> _WHAT THE TASK REQUIRES_
Every line in the listing below that holds the word "tests" should be returned.

> _RECORDS FOR THIS EXERCISE_

PR #2511, opened 2026-06-23
Forward provider process logs to Cloud Logging

hughhan1:
## Summary

- Tee provider stdout/stderr to the container stderr alongside the existing in-memory runtime session log store, so provider logs are visible in Cloud Logging.
- Add a `providerLogWriter` that prefixes each line with `provider=<name>` so provider output is distinguishable from host logs in Cloud Logging queries.
- Buffer incomplete lines and flush them on newline or `Close`; wire `Close` into `ProcessConfig.Cleanup` so the final partial line is emitted when the process shuts down.
- Keep the session log store unchanged; the tee is additive and the non-session-log path is unaffected.
- Verify `runtimeprovider/executable.go` does not override stdout/stderr, so it continues to default to `os.Stderr` via `runtimehost.StartAppProcess`.

## Test plan

- [x] Unit test: `TestLocalProviderTeesSessionLogsToStderr` asserts that fake provider output appears in both the session log store and the captured stderr with the `provider=` prefix.
- [x] Unit test: `TestLocalProviderNoSessionLogsDefaultsToStderr` asserts that without session logs, stdout/stderr still reach `os.Stderr` without any prefix and without session log capture.
- [x] Unit tests: `TestProviderLogWriter*` cover complete lines, buffered partial lines, flush on close, and empty-name fallback.
- [x] Package tests: `go test ./gestaltd/services/runtimehost/...` passes.
- [ ] Manual verification after deploy: open a PR against `valon-technologies/toolshed` and confirm `provider=codeReview` lines appear in `run.googleapis.com/stderr`.

### DIFF
--- a/gestaltd/services/runtimehost/runtimeprovider/local.go
+++ b/gestaltd/services/runtimehost/runtimeprovider/local.go
@@ -315,9 +315,23 @@ func (p *LocalProvider) StartApp(ctx context.Context, req *proto.StartHostedAppR
 
 	stdout := io.Writer(nil)
 	stderr := io.Writer(nil)
+	var processCleanup func()
 	if p.sessionLogs != nil {
-		stdout = newSessionLogWriter(p.sessionLogs, p.runtimeProviderName, req.GetSessionId(), runtimelogs.StreamStdout, &session.logSeq)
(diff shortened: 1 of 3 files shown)


hughhan1:
Closing per request.

PR #2517, opened 2026-06-23
Skip gestalt-managed dirs in source fingerprints

gvocale:
## What

Source-input fingerprints now skip gestalt's own managed directories — `.gestaltd` (artifacts/state) and `.gestalt` (build scratch) — the same way they already skip `.git`.

## Why (in simple terms)

When you run an isolated local-dev backend with `--artifacts-dir` placed **inside** a provider's source tree, `gestaltd sync` could never finish: it kept reporting the artifact it had **just built** as "missing or stale," looping forever.

The cause: to decide whether a prepared artifact is still fresh, gestaltd fingerprints the provider's **source** files. But that walk descended into the artifacts directory when it was nested under the source. Materializing an artifact renames a staging dir (`X.tmp-123` → `X`) and writes a lock-metadata file — so the "source" fingerprint changed **between** the moment gestaltd recorded it and the moment it re-checked it. The re-check saw a different digest and declared the just-built artifact stale.

`sync` (which validates source inputs) hit this on the first provider and never converged. `serve --locked` (which skips source-input validation) got one provider further before failing the same way — so the two commands **disagreed about the same artifact**.

The fix treats gestalt's artifact/build directories as non-source, exactly like `.git`. They are **outputs**, never source inputs, so excluding them keeps the source fingerprint stable no matter where `--artifacts-dir` lives.

## Test

`TestFingerprintExcludesNestedGestaltManagedDirs` reproduces the exact churn (a nested `.gestaltd` artifacts dir + staging→final rename + lock-metadata write) and asserts the source fingerprint stays stable. It fails without the fix and passes with it.

### DIFF
--- a/gestaltd/internal/operator/fingerprint.go
+++ b/gestaltd/internal/operator/fingerprint.go
@@ -15,16 +15,40 @@ import (
 )
 
 // fingerprintSkipper is the fingerprint exclusion policy: which paths a source
-// fingerprint walk excludes. Two structural invariants apply regardless of
+// fingerprint walk excludes. Structural invariants apply regardless of
 // .gitignore: the declared build output (never hash the artifact about to be
-// produced) and the .git directory itself (git metadata, never a build input).
-// Everything else is decided by the enclosing repo's .gitignore rules. Explicit
-// per-input file listings are honored verbatim by the callers; shouldSkip is
-// only consulted on directory walks and on the walk root.
+// produced), the .git directory (git metadata, never a build input), and
+// gestalt's own managed directories (see reservedFingerprintDir). Everything
+// else is decided by the enclosing repo's .gitignore rules. Explicit per-input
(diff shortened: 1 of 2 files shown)


gvocale:
Closing: not needed for the local-dev use case it was written for.

origin/main #2505 made source fingerprinting `.gitignore`-aware, and the `/local-dev` skill's `allocate` writes an app `.gitignore` (`.local/ .gestaltd/ .gestalt/`) and places `--artifacts-dir` under gitignored `.local/`. So the nested artifacts dir is already excluded from the source fingerprint on a plain origin/main binary — `sync` converges without this structural skip.

The structural-skip idea still has standalone merit (a guarantee independent of each consumer's `.gitignore`, and it covers `.gestalt` scratch which isn't always gitignored). Reopen if we want that defense-in-depth upstream.

PR #2525, opened 2026-06-23
Classify app releases with platform artifacts as executable

hughhan1:
## Summary
- App providers with both a spec surface (OpenAPI/rest) and a build that produces a hosted binary were misclassified as `runtime: declarative` in `provider-release.yaml`.
- The packaging stage correctly sets `Entrypoint` and `Artifacts` on the prepared manifest, but `staticvalidation.ProjectManifest` strips both for the platform-neutral validation manifest. `RuntimeForManifest` then saw `Entrypoint == nil` with `IsManifestBacked() == true` and returned `RuntimeDeclarative`, even though the release contained platform-specific binaries.
- This caused gmail, bigquery, hex, and vercel to publish with `runtime: declarative` and an empty catalog fingerprint, so their custom Python operations were never served at runtime.

## Key changes
- Add `RuntimeForRelease(kind, manifest, artifacts)` in `providerrelease/release.go` — classifies based on both the validation manifest and published artifact targets. A release with platform-specific artifacts is `executable` regardless of the stripped validation manifest.
- Update `buildProviderReleaseMetadata` to set `Runtime` via `RuntimeForRelease` after populating the artifacts map.
- Update `ValidateMetadata` to validate runtime via `RuntimeForRelease` instead of `RuntimeForManifest`.

## Interfaces
- New exported function `providerrelease.RuntimeForRelease`. `RuntimeForManifest` is unchanged.

## Test plan
- [x] `TestProviderReleaseMetadataClassifiesHybridAppAsExecutable` — app with OpenAPI surface + entrypoint + platform artifacts → `executable`
- [x] `TestProviderReleaseMetadataClassifiesSpecOnlyAppAsDeclarative` — app with OpenAPI surface, no entrypoint, generic artifact → `declarative`
- [x] Full `gestaltd/internal/daemon` and `gestaltd/internal/providerrelease` test suites pass
- [ ] Re-publish gmail/bigquery/hex/vercel snapshots and verify `runtime: executable` in `provider-release.yaml`
- [ ] Repin deploy lock file and verify non-empty catalog fingerprint

### DIFF
--- a/gestaltd/internal/daemon/provider_release_finalize.go
+++ b/gestaltd/internal/daemon/provider_release_finalize.go
@@ -252,7 +252,6 @@ func buildProviderReleaseMetadata(manifest *providermanifestv1.Manifest, version
 		Package:       manifest.Source,
 		Kind:          manifest.Kind,
 		Version:       version,
-		Runtime:       providerrelease.RuntimeForManifest(manifest.Kind, staticManifest),
 		Artifacts:     providerrelease.Artifacts{},
 		StaticValidation: &providerrelease.StaticValidation{
 			Manifest: staticManifest,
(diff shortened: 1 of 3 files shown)


hughhan1:
Closing as duplicate of #2524, which already merged as d30206c8a with the same fix.

PR #2535, opened 2026-06-25
[gestalt] remove default access policy

mzywang:
## Description
Remove `defaultAccessPolicy` from authorization config, proto, and SDK surfaces. Mounted UI fallback now uses only explicit `defaultRole`, and the config API version is bumped to `gestaltd.config/v8` because this removes an accepted v7 field.

## Testing
- `go run ./sdk/tools/sdkgen --check` with buf v1.66.1
- `go test ./...` from `gestaltd`
- `go test ./...` from `sdk/go`
- `bun run typecheck` from `sdk/typescript`
- `uv run pytest` from `sdk/python`
- `cargo test` from `sdk/rust`


mzywang:

- #2535 ◀

PR #56, opened 2023-06-14
Fix clippy errors on `value-range` branch

JakeHartnell:
Bumps toolchain to the latest rust stable version in CI. Closer to what we're likely using on our machines anyway.


ethanfrey (approved):
thanks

> _FINAL ANSWER_
- [x] Unit tests: `TestProviderLogWriter*` cover complete lines, buffered partial lines, flush on close, and empty-name fallback.
- [x] Package tests: `go test ./gestaltd/services/runtimehost/...` passes.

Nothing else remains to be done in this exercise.